**Work instructions:** The answer should consist of each line below that contains the word "when".

**Available data:**
PR #861, opened 2021-12-31
Remove debugging output

edoardopirovano:
Looks like I accidentally committed some debugging output when I wrote this part of our CI. This PR removes it.

### DIFF
--- a/.github/prepare-test/action.yml
+++ b/.github/prepare-test/action.yml
@@ -28,7 +28,6 @@ runs:
           echo "::set-output name=tools-url::https://github.com/dsp-testing/codeql-cli-nightlies/releases/download/codeql-bundle-$VERSION-manual/codeql-bundle.tar.gz"
         elif [[ ${{ inputs.version }} == *"stable"* ]]; then
           export VERSION=`echo ${{ inputs.version }} | sed -e 's/^.*\-//'`
-          echo "Hello $VERSION"
           echo "::set-output name=tools-url::https://github.com/github/codeql-action/releases/download/codeql-bundle-$VERSION/codeql-bundle.tar.gz"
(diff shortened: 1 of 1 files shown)


aeisenberg (approved):

aeisenberg:
That's wild. Looks like failures on Python 2 on macos. Rerunning on main to see if this is a general problem: https://github.com/github/codeql-action/actions/runs/1633534088

aeisenberg:
Yep. Same jobs are failing on main. This must be related to some changes to the python 2 version that is bundled in the virtual environment. Will look deeper when I am back at work.

edoardopirovano:
Hmm, strange. I can't imagine this change causing any test failures so it's probably something that is failing on main too. Maybe a change to the Python version in the Mac OS Actions image is causing the test failures?

aeisenberg:
Here is the most recent passing job: https://github.com/github/codeql-action/runs/4668380714?check_suite_focus=true

You can see that the image used in the passing workflow is the same as the one used in the failing workflow. So, it must be some sort of python transitive dependency that has changed.

aeisenberg:
Difference is the version of virtualenv. For [the passing job](https://github.com/github/codeql-action/runs/4668380714?check_suite_focus=true#step:4:222), it is 20.11.2. For [the failing job](https://github.com/github/codeql-action/runs/4681503135?check_suite_focus=true#step:4:223), it is 20.12.1.

So, looks like we need to force virtualenv@20.11.2 for python 2 tests.

aeisenberg:
Let's see if this works. https://github.com/github/codeql-action/pull/862

edoardopirovano:
Sweet, thanks for fixing that!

**Written response:**
Looks like I accidentally committed some debugging output when I wrote this part of our CI. This PR removes it.
Yep. Same jobs are failing on main. This must be related to some changes to the python 2 version that is bundled in the virtual environment. Will look deeper when I am back at work.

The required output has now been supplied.